The transfer of at least some pension obligations to insurers is nothing new and unlikely to slow anytime soon.
Prudential paid $11 billion in benefits to more than 1.3 million retirees and beneficiaries last year. The New Jersey-based company attributes the growing trend in-part to the rising costs and risks associated with maintaining large plans.
Industry experts echo that sentiment, pointing to impending market volatility and swelling interest rates, in addition to incentives introduced by the new tax law.
Shortly after the Raytheon deal went public, an op-ed revealing the sad state of the government’s private pension plan insurer, the Pension Benefit Guaranty Corporation, was published in The Western Journal.

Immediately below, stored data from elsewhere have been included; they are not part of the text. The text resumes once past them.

PR #480, opened 2020-04-25
IrrlichtBaW CEGUI

AnastaZIuk:
status:

Well, I launched new version and it looks and behave like **old** one **without**

```C++
GLStateManager.saveOpenGLState();         
setOpenGLClip();
// here it renders GUI
GLStateManager.restoreOpenGLState();
```
[those are here](https://github.com/buildaworldnet/IrrlichtBAW/blob/shader_pipeline/ext/CEGUI/ExtCEGUI.cpp#L119)

the results are as follows

**old** with _commented_ **those 3 above**:

image

**new** with working fonts:

image

**old** with _uncommented_ **those 3 above**:

image

What I don't understand is why it happens something with a state has an impact on half GUI that most is invisible, but we won't use those states and clips probably however. Need to figure out what to do with that.

I'm sure that the widgets are placed in new example correctly, since I can interact with them but I don't see them **due to those states and clip**.

notes:

- I have created a debug example for learning and testing purposes that will be deleted soon
- The strategy is as follows. I will learn CEGUI and CEED, launch alifsko creating a 2D example with OpenGL renderer wrapping everything in my code classes implementation. When it's done - I will change the renderer API to ours.


examples_tests/07a.CEGUIIrrlichtBaWRenderer/bin/CEGUI.log
```diff
@@ -0,0 +1,430 @@
+25/04/2020 22:00:44 (Std) 	+-+-+-+-+-+-+-+-+-+-+-+-+-+-+-+-+-+-+-+-+-+-+-+-+-+-+-+-+-+-+-+-+-+-+-+-+-+-+-+
```
AnastaZIuk: file to remove

devshgraphicsprogramming:
when the code is commented out the OpenGL vs.Vulkan NDC set-up is wrong (it doesn't get reset to OpenGL default before CEGUI is invoked)

However when its uncommented there's probably something wrong with saving the blend state (`glEnable` + `glBlendFunc` stuff)

ext/CEGUI/CMakeLists.txt
```diff
@@ -1,26 +1,42 @@
...
 	CEGUIOpenGLClip.h
 	Helpers.h
+	IrrlichtBaW/IrrlichtBaWRenderer.hpp
+	IrrlichtBaW/IrrlichtBaWRenderTarget.hpp
+	IrrlichtBaW/IrrlichtBaWRenderQueue.hpp
+	IrrlichtBaW/IrrlichtBaWGeometryBuffer.hpp
+	IrrlichtBaW/IrrlichtBaWRenderingWindow.hpp
+	IrrlichtBaW/IrrlichtBaWRenderEffect.hpp
+	IrrlichtBaW/IrrlichtBaWTextureTarget.hpp
+	IrrlichtBaW/IrrlichtBaWTexture.hpp
```
devshgraphicsprogramming: I wouldn't bother with the extra `IrrlichtBaW` directory since you already prefix the file/class names

ext/CEGUI/IrrlichtBaW/IrrlichtBaWRenderEffect.cpp
```diff
@@ -0,0 +1 @@
+#include "IrrlichtBaWRenderer.hpp"
```
devshgraphicsprogramming: why add `Effect` to the name

ext/CEGUI/IrrlichtBaW/IrrlichtBaWRenderQueue.hpp
```diff
@@ -0,0 +1,25 @@
+#ifndef _IRR_EXT_IRRLICHT_BAW_RENDERER_INCLUDED_
+#define _IRR_EXT_IRRLICHT_BAW_RENDERER_INCLUDED_
```
devshgraphicsprogramming: duplicate file?

ext/CEGUI/IrrlichtBaW/IrrlichtBaWRenderTarget.cpp
```diff
@@ -0,0 +1,48 @@
...
+
+void IrrlichtBaWRenderTarget::activate() 
+{
+
+}
+
+void IrrlichtBaWRenderTarget::deactivate() 
+{
+
+}
```
devshgraphicsprogramming: these will probably be FBO bind and unbind, check if OpenGL backend does more than that

ext/CEGUI/IrrlichtBaW/IrrlichtBaWRenderer.cpp
```diff
@@ -0,0 +1,131 @@
...
+}
+
+const CEGUI::String& IrrlichtBaWRenderer::getIdentifierString() const
+{
+	return d_rendererID;
+}
+
+void IrrlichtBaWRenderer::initializeDescriptorSetLayout()
+{
+	IGPUDescriptorSetLayout::SBinding binding{ 0u, EDT_COMBINED_IMAGE_SAMPLER, 1u, IGPUSpecializedShader::ESS_FRAGMENT, nullptr };
```
devshgraphicsprogramming: you might need to add a UBO or SSBO for some per-quad data such as transforms, colors etc.

ext/CEGUI/IrrlichtBaW/IrrlichtBaWRenderer.hpp
```diff
@@ -0,0 +1,124 @@
...
+		static CEGUI::String d_rendererID;
+
+		/*
+			Standard shaders defined by CEGUI
+		*/
+
+		static constexpr std::string_view ceguiVertexShader = R"===(
+        #version 430 core
+
+        uniform mat4 modelViewPerspMatrix;
```
devshgraphicsprogramming: you want this to come from an SSBO
```glsl
struct PerQuadData
{
   mat4 modelViewPerspMatrix;
};

layout(set=3, binding=1) restrict readonly buffer QuadData
{
   PerQuadData perQuadData[];
};
```

ext/CEGUI/IrrlichtBaW/IrrlichtBaWRenderer.hpp
```diff
@@ -0,0 +1,124 @@
...
+        in vec3 inPosition;
+        in vec2 inTexCoord;
+        in vec4 inColour;
```
devshgraphicsprogramming: check if CEGUI supports gradients, if not (all vertices get assigned the same color) put the color in `PerQuadData`

ext/CEGUI/IrrlichtBaW/IrrlichtBaWRenderer.hpp
```diff
@@ -0,0 +1,124 @@
...
+        }
+		)===";
+
+		static constexpr std::string_view ceguiFragmentShader = R"===(
+        #version 430 core
+        
+        layout(set = 3, binding = 0) uniform sampler2D texture0;
+        in vec2 exTexCoord;
+        in vec4 exColour;
+        out vec4 out0;
```
devshgraphicsprogramming: for GLSL shaders to compile into SPIR-V you need to specify matching `layout(location=` on all `in` and `out` variables

ext/CEGUI/IrrlichtBaW/IrrlichtBaWRenderer.hpp
devshgraphicsprogramming: then naturally a push constant to supply offset into array, so you could do this
```glsl
perQuadData[pcOffset+gl_InstanceIndex];
```

ext/CEGUI/IrrlichtBaW/IrrlichtBaWRenderer.hpp
```diff
@@ -0,0 +1,124 @@
...
+		/*
+			Standard shaders defined by CEGUI
+		*/
+
+		static constexpr std::string_view ceguiVertexShader = R"===(
+        #version 430 core
+
+        uniform mat4 modelViewPerspMatrix;
+        in vec3 inPosition;
+        in vec2 inTexCoord;
```
devshgraphicsprogramming: if everything CEGUI ever draws are quads, then you could easily make these `const` global arrays (like the Vulkan triangle example) for a single quad indexed by `gl_VertexIndex` then if you want more quads in different places, you'd handle that via instancing and a per-quad `modelViewPerspMatrix`

ext/CEGUI/IrrlichtBaW/IrrlichtBaWTexture.hpp
```diff
@@ -0,0 +1,44 @@
...
+
+        virtual void loadFromFile(const CEGUI::String& filename, const CEGUI::String& resourceGroup) override;
+
+        virtual void loadFromMemory(const void* buffer, const CEGUI::Sizef& buffer_size, PixelFormat pixel_format) override;
+
+        virtual void blitFromMemory(const void* sourceData, const CEGUI::Rectf& area) override;
+
+        virtual void blitToMemory(void* targetData) override;
+
+        virtual bool isPixelFormatSupported(const PixelFormat fmt) const override;
```
devshgraphicsprogramming: btw. the final override of a `virtual` function does not need the `virtual` keyword, only `override`

ext/CEGUI/IrrlichtBaW/IrrlichtBaWTexture.cpp
```diff
@@ -0,0 +1,50 @@
...
+
+void IrrlichtBaWTexture::blitToMemory(void* targetData)
+{
+
+}
+
+bool IrrlichtBaWTexture::isPixelFormatSupported(const PixelFormat fmt) const
+{
+
+}
```
devshgraphicsprogramming: these should be ridiculously simple for you to implement ;)

Start here.

ext/CEGUI/IrrlichtBaW/IrrlichtBaWTextureTarget.cpp
```diff
@@ -0,0 +1,25 @@
...
+}
+
+void IrrlichtBaWTextureTarget::declareRenderSize(const CEGUI::Sizef& sz)
+{
+
+}
+
+bool IrrlichtBaWTextureTarget::isRenderingInverted() const
+{
+
```
devshgraphicsprogramming: here do the opposite of what OpenGL says

ext/CEGUI/IrrlichtBaW/IrrlichtBaWRenderTarget.cpp
AnastaZIuk: it sets viewport, the matrix and cegui render target

```C++
template <typename T>
void OpenGLRenderTarget<T>::activate()
{
    glViewport(static_cast<GLsizei>(d_area.left()),
               static_cast<GLsizei>(d_area.top()),
               static_cast<GLsizei>(d_area.getWidth()),
               static_cast<GLsizei>(d_area.getHeight()));

    if (!d_matrixValid)
        updateMatrix();

    d_owner.setViewProjectionMatrix(d_matrix);

    d_owner.setActiveRenderTarget(this);
}

//----------------------------------------------------------------------------//
template <typename T>
void OpenGLRenderTarget<T>::deactivate()
{
}
```

devshgraphicsprogramming: that would be a:
https://github.com/buildaworldnet/IrrlichtBAW/blob/shader_pipeline/include/IVideoDriver.h#L139
https://github.com/buildaworldnet/IrrlichtBAW/blob/shader_pipeline/include/IVideoDriver.h#L112

The matrix stuff you need to compute yourself and send to shader via Push Constant or UBO

ext/CEGUI/IrrlichtBaWRenderTarget.cpp
```diff
@@ -1,30 +1,47 @@
 #include "IrrlichtBaWRenderTarget.hpp"
+#include "IrrlichtBaWGeometryBuffer.hpp"
 
 using namespace irr;
 using namespace ext;
 using namespace cegui;
 
+const double IrrlichtBaWRenderTarget::d_yfov_tan = 0.267949192431123;
```
devshgraphicsprogramming, line 8: a GUI projection is orthographic, not perspective

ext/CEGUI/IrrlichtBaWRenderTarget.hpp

“According to new data from the Pension Benefit Guaranty Corporation, multiemployer pension plans’ unfunded promises totaled an all-time high of $638 billion in 2015 (the most recent year available). That’s $638 billion the plans promised to pay their workers as part of their compensation but did not set aside to actually pay them,” wrote Rachel Grezler, a research fellow at the Heritage Foundation.
“Particularly troubling is the fact that of the 10.3 million workers and retirees who have multiemployer pensions, 96 percent of them are in plans that have less than 60 percent of the funds necessary to pay promised benefits. This could not happen to workers with defined contribution 401k or individual IRA retirement accounts that they own.”